Forecasting the Flu
In 2008, Google launched “Flu Trends.” It was an attempt to track the spread of influenza based on “aggregated search queries.” According to a 2015 blog post, Google Flu Trends will no longer continue with its own website. Rather, it will be providing data directly to infectious disease researchers at institutions like Columbia University’s Mailman School of Public Health. One of those researchers is Jeffrey Shaman. He lead a team that won the Centers for Disease Control and Prevention “Predict the Influenza Season Challenge” last year by creating a flu forecast. Much like a weather forecast that predicts a 70 percent chance of rain, for example, Shaman’s models sought to predict a 70 percent chance of influenza.

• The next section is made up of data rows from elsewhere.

PR #197, opened 2020-11-17
feat: toc start expanded

mallachari:
Needed by https://github.com/stoplightio/elements/pull/722

Adds support for initially expanded ToC items.

### DIFF
--- a/src/TableOfContents/index.tsx
+++ b/src/TableOfContents/index.tsx
@@ -106,7 +106,10 @@ function TableOfContentsInner<T extends TableOfContentsItem = TableOfContentsIte
   rowComponent: RowComponent = DefaultRow,
   rowComponentExtraProps,
 }: Pick<ITableOfContents<T, E>, 'className' | 'contents' | 'rowComponent' | 'rowComponentExtraProps'>) {
-  const [expanded, setExpanded] = React.useState({});
+  const [expanded, setExpanded] = React.useState(() => {
+    const itemsToExpand = contents.filter(item => item.startExpanded);
+    return Object.fromEntries(itemsToExpand.map(item => [contents.indexOf(item), true]));
+  });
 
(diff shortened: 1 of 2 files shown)


src/TableOfContents/index.tsx
```diff
@@ -128,6 +129,21 @@ function TableOfContentsInner<T extends TableOfContentsItem = TableOfContentsIte
...
+      findDescendantIndices(item.depth ?? 0, contents.indexOf(item), contents.slice(contents.indexOf(item) + 1)),
+    );
+
+    setExpanded(current => ({
+      ...current,
+      ...Object.fromEntries(itemsToExpand.map(index => [index, true])),
+      ...Object.fromEntries(childrenToExpand.map(index => [index, true])),
+    }));
+    // eslint-disable-next-line react-hooks/exhaustive-deps
+  }, []);
```
marcelltoth, line 145: I don't buy why a prop called `startExpanded` would make children expanded.

Also is that required to adhere to the spec? It only wants you to expand individual APIs, not groups within, so that should be enough.

marcelltoth: And instead of hacking a `useEffect`, you could move the logic to line 108:
```ts
  const [expanded, setExpanded] = React.useState({});
```
and replace the empty initializer

marcelltoth (changes requested):

src/TableOfContents/index.tsx
mallachari: I understood `Apis should start expanded` as fully expanding its content with groups, but it might be just first level depth.
If we don't need to expand children then it will be simpler and without useEffect

marcelltoth: I don't think you need it all the way, that can get very messy quick

mallachari: Updated to be less greedy when expanding

marcelltoth (approved):
👋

Meanwhile, Rumi Chunara, who works across fields like public health and computer science at New York University, is also looking to map the spread of the flu, but at a more granular level. As a part of the GoViral study, she collects fluid specimens—such as saliva and nasal swabs—to track who has the flu, and who in the surrounding community is at risk for getting it. Chunara and Shaman join Ira to talk about how we’re getting better at predicting the flu and how our improvement can help us combat it.
Rumi Chunara is an assistant professor of global public health and computer science and engineering at New York University in New York City.
Jeffrey Shaman is a professor of Environmental Health Sciences and director of the Climate and Health Program at Columbia University in New York, New York.